INSTRUCTIONS TO FOLLOW
Given the entries that follow, write out exactly the lines starting at the one containing "The total count" and ending at the one containing "-294,7 +294,7 @@", both ends included, and only those.

AVAILABLE RECORDS section start

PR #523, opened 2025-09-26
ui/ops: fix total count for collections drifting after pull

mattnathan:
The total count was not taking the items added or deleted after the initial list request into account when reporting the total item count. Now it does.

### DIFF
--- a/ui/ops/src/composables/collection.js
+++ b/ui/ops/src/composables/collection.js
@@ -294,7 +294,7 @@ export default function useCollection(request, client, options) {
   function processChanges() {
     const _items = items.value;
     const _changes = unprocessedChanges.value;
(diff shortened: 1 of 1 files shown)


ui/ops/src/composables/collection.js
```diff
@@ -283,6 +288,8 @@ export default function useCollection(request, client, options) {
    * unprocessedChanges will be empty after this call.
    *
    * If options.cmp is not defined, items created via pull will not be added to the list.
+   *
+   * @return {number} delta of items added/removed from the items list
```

AVAILABLE RECORDS section end
AVAILABLE RECORDS section start

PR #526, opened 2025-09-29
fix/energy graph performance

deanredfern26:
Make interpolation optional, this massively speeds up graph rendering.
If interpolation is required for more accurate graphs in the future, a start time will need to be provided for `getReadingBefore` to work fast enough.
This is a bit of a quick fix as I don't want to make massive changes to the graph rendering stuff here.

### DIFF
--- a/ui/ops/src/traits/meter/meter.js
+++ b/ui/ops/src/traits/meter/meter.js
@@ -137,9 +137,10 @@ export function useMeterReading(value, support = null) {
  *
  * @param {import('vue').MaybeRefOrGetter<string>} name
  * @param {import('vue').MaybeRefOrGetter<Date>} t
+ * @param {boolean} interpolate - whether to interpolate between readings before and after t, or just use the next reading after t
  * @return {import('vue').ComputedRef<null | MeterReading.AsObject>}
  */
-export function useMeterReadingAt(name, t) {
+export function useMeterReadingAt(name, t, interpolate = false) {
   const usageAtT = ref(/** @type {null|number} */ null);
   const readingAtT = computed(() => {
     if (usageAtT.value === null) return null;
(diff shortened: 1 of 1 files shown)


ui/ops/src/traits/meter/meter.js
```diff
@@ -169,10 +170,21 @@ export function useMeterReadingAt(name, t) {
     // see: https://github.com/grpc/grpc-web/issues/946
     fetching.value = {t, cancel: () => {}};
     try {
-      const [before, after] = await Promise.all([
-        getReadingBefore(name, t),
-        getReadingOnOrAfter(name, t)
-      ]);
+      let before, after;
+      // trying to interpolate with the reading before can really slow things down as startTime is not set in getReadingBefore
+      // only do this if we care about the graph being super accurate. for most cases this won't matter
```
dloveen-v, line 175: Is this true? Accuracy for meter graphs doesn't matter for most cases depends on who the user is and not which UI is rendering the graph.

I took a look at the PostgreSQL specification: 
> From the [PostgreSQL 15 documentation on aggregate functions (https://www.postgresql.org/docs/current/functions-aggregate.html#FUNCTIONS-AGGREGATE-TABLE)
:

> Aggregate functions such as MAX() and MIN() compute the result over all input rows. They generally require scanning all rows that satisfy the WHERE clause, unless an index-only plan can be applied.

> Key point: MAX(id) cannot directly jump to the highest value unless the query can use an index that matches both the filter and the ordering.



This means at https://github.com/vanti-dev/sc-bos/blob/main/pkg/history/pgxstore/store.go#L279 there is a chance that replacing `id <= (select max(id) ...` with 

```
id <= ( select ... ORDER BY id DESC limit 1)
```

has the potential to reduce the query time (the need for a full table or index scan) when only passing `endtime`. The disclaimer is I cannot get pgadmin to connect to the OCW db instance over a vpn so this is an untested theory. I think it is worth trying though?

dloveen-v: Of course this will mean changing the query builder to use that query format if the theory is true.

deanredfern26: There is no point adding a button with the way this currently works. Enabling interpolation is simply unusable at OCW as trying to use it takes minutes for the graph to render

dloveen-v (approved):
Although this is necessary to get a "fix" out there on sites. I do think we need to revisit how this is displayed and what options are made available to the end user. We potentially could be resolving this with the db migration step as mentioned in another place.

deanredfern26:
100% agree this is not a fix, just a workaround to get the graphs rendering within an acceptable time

AVAILABLE RECORDS section end
AVAILABLE RECORDS section start

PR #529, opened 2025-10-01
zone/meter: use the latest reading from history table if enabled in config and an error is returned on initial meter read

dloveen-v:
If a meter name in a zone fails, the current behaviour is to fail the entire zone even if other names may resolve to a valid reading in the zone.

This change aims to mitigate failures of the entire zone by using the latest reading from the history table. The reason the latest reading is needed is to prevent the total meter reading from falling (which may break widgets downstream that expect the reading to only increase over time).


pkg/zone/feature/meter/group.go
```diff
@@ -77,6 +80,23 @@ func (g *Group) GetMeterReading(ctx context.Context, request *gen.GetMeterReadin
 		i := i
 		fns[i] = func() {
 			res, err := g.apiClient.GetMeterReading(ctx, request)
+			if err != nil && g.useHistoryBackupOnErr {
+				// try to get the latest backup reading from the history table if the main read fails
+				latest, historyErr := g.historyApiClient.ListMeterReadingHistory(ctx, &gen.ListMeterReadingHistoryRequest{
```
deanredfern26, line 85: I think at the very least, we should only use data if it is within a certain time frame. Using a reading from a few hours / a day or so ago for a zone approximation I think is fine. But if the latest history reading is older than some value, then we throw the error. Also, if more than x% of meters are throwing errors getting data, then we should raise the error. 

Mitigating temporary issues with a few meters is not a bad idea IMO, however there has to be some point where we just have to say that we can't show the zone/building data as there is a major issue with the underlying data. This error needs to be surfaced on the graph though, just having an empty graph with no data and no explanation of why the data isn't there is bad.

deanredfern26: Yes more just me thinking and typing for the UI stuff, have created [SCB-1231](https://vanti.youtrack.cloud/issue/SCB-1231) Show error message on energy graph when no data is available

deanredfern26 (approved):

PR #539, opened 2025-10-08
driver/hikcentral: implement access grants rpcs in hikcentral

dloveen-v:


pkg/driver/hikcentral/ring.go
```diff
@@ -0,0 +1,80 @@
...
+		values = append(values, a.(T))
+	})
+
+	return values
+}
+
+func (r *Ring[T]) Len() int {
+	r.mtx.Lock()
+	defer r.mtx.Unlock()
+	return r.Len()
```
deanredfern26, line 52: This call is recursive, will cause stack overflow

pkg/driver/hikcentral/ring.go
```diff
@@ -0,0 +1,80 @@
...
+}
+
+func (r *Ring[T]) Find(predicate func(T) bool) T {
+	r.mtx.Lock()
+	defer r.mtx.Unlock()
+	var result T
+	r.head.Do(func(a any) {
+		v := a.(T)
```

AVAILABLE RECORDS section end

OUTPUT OF THE TASK
The total count was not taking the items added or deleted after the initial list request into account when reporting the total item count. Now it does.

### DIFF
--- a/ui/ops/src/composables/collection.js
+++ b/ui/ops/src/composables/collection.js
@@ -294,7 +294,7 @@ export default function useCollection(request, client, options) {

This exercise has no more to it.